You are viewing a plain text version of this content. The canonical link for it is here.
Posted to derby-commits@db.apache.org by Apache Wiki <wi...@apache.org> on 2006/09/02 17:56:29 UTC
[Db-derby Wiki] Update of "DataDictionaryCaching" by BryanPendleton

Dear Wiki user,

You have subscribed to a wiki page or wiki category on "Db-derby Wiki" for change notification.

The following page has been changed by BryanPendleton:
http://wiki.apache.org/db-derby/DataDictionaryCaching

The comment on the change is:
Some high level notes on DD caching

New page:
The DataDictionary implementation contains several major caches of descriptors:
 * {{{nameTdCache}}} caches {{{TableDescriptors}}} and can find one by name
 * {{{OIDTdCache}}} caches {{{TableDescriptors}}} and can find one by UUID
 * {{{spsNameCache}}} caches Stored Prepared Statements and can find one by name
 * {{{permissionsCache}}} caches Permissions and can find one by {{{PermissionDescriptor}}}

Since a {{{TableDescriptor}}} object is the root of a tree of objects describing that table (its columns, its constraints, its triggers, its conglomerates), caching the {{{TableDescriptor}}} also implicitly caches the table's {{{ColumnDescriptors}}}, its {{{ConstraintDescriptors}}}, its {{{TriggerDescriptors}}} and so forth.

Caching is crucial to DataDictionary performance; otherwise we would constantly need to be reading metadata from the SystemTables on disk.

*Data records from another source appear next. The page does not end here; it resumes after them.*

Issue #6596, opened 2025-03-12
Complicated parameter initialization not recognized


jhykes:
```
$ cat test.f90
module test_mod

implicit none

logical, parameter :: param=ichar(transfer(1,'a')) == 0

end module test_mod


$ lfortran -c test.f90
semantic error: Initialization of `param` must reduce to a compile time constant.
 --> test.f90:5:1
  |
5 | logical, parameter :: param=ichar(transfer(1,'a')) == 0
  | ^^^^^^^^^^^^^^^^^^^^^^^^^^^^^^^^^^^^^^^^^^^^^^^^^^^^^^^^^^
```

This compiles okay with gfortran, ifort, nagfor.

Possibly related to https://github.com/lfortran/lfortran/issues/1484

jinangshah21:
I will try to fix this

HarshitaKalani:
@jinangshah21 let me know if you're working on it. I know how to fix it.

PR #6607, opened 2025-03-13
fix: support character type as mold in bitcast

jinangshah21:
Towards #6596

### DIFF
--- a/integration_tests/transfer_01.f90
+++ b/integration_tests/transfer_01.f90
@@ -2,6 +2,7 @@ program transfer_01
     implicit none
     integer :: i, integer_result, y(3, 2)
     real :: r, result, x(5, 4)
+    character(len=*), parameter :: chr = 'A'
     r = 2.987654
     i = 123456
     x = 3.19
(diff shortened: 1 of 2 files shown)


integration_tests/transfer_01.f90
```diff
@@ -22,4 +23,9 @@ program transfer_01
     result = transfer(y(1,1), x(5,2))
     print *, result
     if (abs(result - 5.60519386E-45) > 1e-6) error stop
+
+    print *, transfer(65, chr)
+    if (transfer(65, chr) /= 'A') error stop
```
gxyd, line 28: This test may not necessarily ensure that `transfer(65, chr)` reduced to a compile time constant.

What we probably need is, something like:
```f90
character(len=*), parameter :: chr = transfer(65, 'A')

print *, chr
if (chr /= 'A') error stop
```

gxyd (approved):
If the intention of this PR is to evaluate BitCast at runtime, then this does it, but I guess the linked issue is about compile-time evaluation.

integration_tests/transfer_01.f90
```diff
@@ -2,6 +2,7 @@ program transfer_01
     implicit none
     integer :: i, integer_result, y(3, 2)
     real :: r, result, x(5, 4)
+    character(len=*), parameter :: chr = 'A'
```
gxyd, line 5: Can we also have a test case where `chr` isn't a parameter value?

gxyd:
I've approved the PR, but it would be ideal to have one more test case for it.

jinangshah21:
Oh, we don't have compile time evaluation for `Bitcast` at all. I will implement it.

Sharing one copy of the DataDictionary information in memory among many users also reduces memory footprint. So the DataDictionary tries very hard to read the SystemTables information into memory as rarely as possible, and tries to hold it in memory as long as possible.

There are two reasons why the DataDictionary can't always do this:
 * The caches are limited in size, and so the cache manager may not be able to keep all the tables in memory
 * The SystemTables information is not static: applications may dynamically change the database schema, by defining new schema objects (tables, views, triggers, constraints, etc.), or by dropping or modifying existing schema objects.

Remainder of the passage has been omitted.